Doch stattdessen lasse sich Stürz auf den Familienname Stier zurückführen, die Familie sei im 14. Jahrhundert als Lehensträger im Besitz des Gebietes gewesen. Zu dieser Zeit sei das Gebiet zu Gunsten des Rebbaus gerodet worden. Laut Stadler ist dann im 17. Jahrhundert der Zusammenhang mit der Familie Stier in Vergessenheit geraten und so habe sich seit dem 18. Jahrhundert der Name „Stürz“ durchgesetzt.
Diese Rolle spielte das Café Weinburg
Im Laufe der Zeit sei es dann zu einer zunehmenden Bebauung des Gebietes gekommen. Angefangen habe dies mit einer Kapelle, die in der Barockzeit um 1720 an der Stelle des heutigen Kindergartens Josef Zuber errichtet wurde, so Stadler. Am steilsten Abschnitt des Buchhofstiegs sei spätestens im 19. Jahrhundert ein Bierkeller im Untergrund errichtet worden.

1855 sei es dann zu einer Annäherung an den Begriff „Weinburg“ gekommen, als der Bierbrauer Alois Teufel nahe seines Bierkellers einen Biergarten anlegen ließ. Dieser soll die Keimzelle des späteren „Café Weinburg“ gewesen sein.
Wieso Weinburg und nicht mehr Stürzkreut?
Der aufsteigende Tourismus half der Weinburg zu entstehen, zu wachsen und zu gedeihen.
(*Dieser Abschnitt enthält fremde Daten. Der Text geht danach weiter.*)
PR #1552, opened 2026-08-23
Fix Loader restoration before None items

### LINKED ISSUE #1551: Loader checkpoint restoration restarts before a None item
### Bug

`torchdata.nodes.Loader` cannot restore a checkpoint whose next item is `None` when `restart_on_stop_iteration=True` (the default). The look-ahead in `LoaderIterator.has_next()` treats `None` as meaning that no item was cached, decides the restored iterator is exhausted, and restarts it from the beginning.

### Reproduction

```python
from torchdata.nodes import IterableWrapper, Loader

loader = Loader(IterableWrapper([1, None, 2]))
iterator = iter(loader)
assert next(iterator) == 1
state = loader.state_dict()

restored = Loader(IterableWrapper([1, None, 2]))
restored.load_state_dict(state)
print(list(restored))
```

On current `main` (`e640e6f`), this prints:

```text
[1, None, 2]
```

The expected continuation is:

```text
[None, 2]
```

The restart duplicates data that was consumed before the checkpoint. Calling `LoaderIterator.has_next()` directly also returns `False` and consumes the value when the next item is `None`.

### Root cause and proposed fix

`LoaderIterator._cached_item` currently uses `None` both as a valid data value and as its empty-cache sentinel. Tracking cache occupancy separately avoids that collision without changing the public API or the look-ahead behavior for other values.

I have a focused regression test and a small fix ready.

aswanth-07:
Fixes #1551.

### Summary

`LoaderIterator` used `None` both as a valid data value and as the empty look-ahead marker. When a checkpoint resumed immediately before a `None` item, `Loader.__iter__()` called `has_next()`, misclassified the item as end-of-input, and reset the pipeline to the beginning. This duplicated all data consumed before the checkpoint.

This change tracks cache occupancy separately from the cached value. `None` can therefore be cached and returned like any other item, while the existing look-ahead and restart behavior remains unchanged for exhausted iterators.

Reset now also clears the cached prefetch state dictionary together with the cached item. This prevents `state_dict()` from reporting a position captured before a later `load_state_dict()` and iterator reset.

The regressions verify that restoring `[0, None, 2]` after consuming `0` yields exactly `[None, 2]`, and that a state request after `has_next()`, `load_state_dict()`, and `iter(loader)` reports the restored position.

### Validation

- `PYTEST_DISABLE_PLUGIN_AUTOLOAD=1 py -3.13 -m pytest -q test/nodes/test_loader.py` (5 passed)
- `py -3.13 -m pre_commit run --files torchdata/nodes/loader.py test/nodes/test_loader.py` (passed)
- Direct public-flow probe: the stale-state regression failed before the reset fix with positions 0 and 1, then passed after the fix.
- `git diff --check` (passed)
- Standalone mypy was not used as a final signal because the installed version rejects the repository's quoted `python_version` setting and this source checkout lacks the generated `torchdata.version` module.

AI assistance disclosure: AI-assisted development tools were used during investigation and implementation. The reported tests were run against the final diff.

### DIFF
--- a/test/nodes/test_loader.py
+++ b/test/nodes/test_loader.py
@@ -53,3 +53,14 @@ class TestLoader(TestCase):
         length = 10
         node = MapStyleWrapper(DummyMapDataset(length), sampler=range(length))
         self._test_loader_correct_state_dict_at_midpoint(node, length)
+
+    def test_loader_restores_before_none_item(self) -> None:
+        loader = Loader(IterableWrapper([0, None, 2]))
+        iterator = iter(loader)
+        self.assertEqual(next(iterator), 0)
+        state_dict = loader.state_dict()
+
+        restored = Loader(IterableWrapper([0, None, 2]))
+        restored.load_state_dict(state_dict)
+
+        self.assertEqual(list(restored), [None, 2])
--- a/test/nodes/test_loader.py
+++ b/test/nodes/test_loader.py
@@ -64,3 +64,15 @@ class TestLoader(TestCase):
         restored.load_state_dict(state_dict)
 
         self.assertEqual(list(restored), [None, 2])
+
+    def test_loader_reset_clears_cached_state_dict(self) -> None:
+        checkpoint_source = Loader(IterableWrapper([0, 1, 2]))
+        self.assertEqual(next(iter(checkpoint_source)), 0)
+        state_dict = checkpoint_source.state_dict()
+
+        loader = Loader(IterableWrapper([0, 1, 2]))
+        self.assertTrue(iter(loader).has_next())
+        loader.load_state_dict(state_dict)
+        iter(loader)
+
+        self.assertEqual(loader.state_dict(), state_dict)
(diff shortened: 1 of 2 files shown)


sylvesterkaczmarek (commented):
One adjacent cache survives reset: `_cached_state_dict` isn't cleared. If `has_next()` populated it, then `load_state_dict()` + `iter(loader)` resets the root and clears `_cached_item`/`_has_cached_item`, but a subsequent `state_dict()` still returns the pre-reset cached state. Should `reset()` clear `_cached_state_dict` as well?

sylvesterkaczmarek (approved):
The reset path now clears `_cached_state_dict` together with the cached item/occupancy flag, and the new regression covers `has_next()` followed by restore/reset and a subsequent `state_dict()`. This resolves the stale-checkpoint issue I raised.

aswanth-07:
Hi @divyanshk, the stale checkpoint case raised during review has now been fixed and the updated regression is approved. The branch is mergeable, and the Meta import checks are green on the current head. Could you take a final look when you have time?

So sei Anfang des 20. Jahrhunderts das Bedürfnis nach Ausflügen und die Verbreitung des Fernverkehr aufgekommen, was die Stadt dazu veranlasst habe, Gastronomie an den Rändern der Stadt entstehen zu lassen. Christof Stadler erklärt, dass so das Café Stürzkreut für Ausflügler entstanden sei.

Im weiteren Verlauf habe 1912 der Konstanzer Schneider Georg Lengenfelder das Rebhäuschen und auch den Bierkeller erworben, die er zu einem Wirtsbetrieb umbauen ließ. So sei der turmartige Bau über dem Bierkeller entstanden, der die Geburtsstunde der „Weinburg“ einläutete, erklärt Stadler.
In den folgenden Jahren sei es zum Ausschank von Kaffee, Wein und Spirituosen gekommen, mit dem Ziel Gäste aus der Stadt anzulocken. Durch weitere Anbauten sei mit einer großen Gartenterrasse, Fernsicht und der Möglichkeit zum Luft- und Sonnenbaden geworben worden.
Gerade diese Aussicht habe dazu geführt, dass in den 1920er- und 1930er-Jahren die Beliebtheit des oberen Stürzkreut als Baugelände zugenommen habe. Folglich habe sich die populäre Bezeichnung „Weinburg“ durchgesetzt. Erst nach dem Zweiten Weltkrieg bis in die 1980er-Jahre sei die Weinburg endgültig zugebaut worden.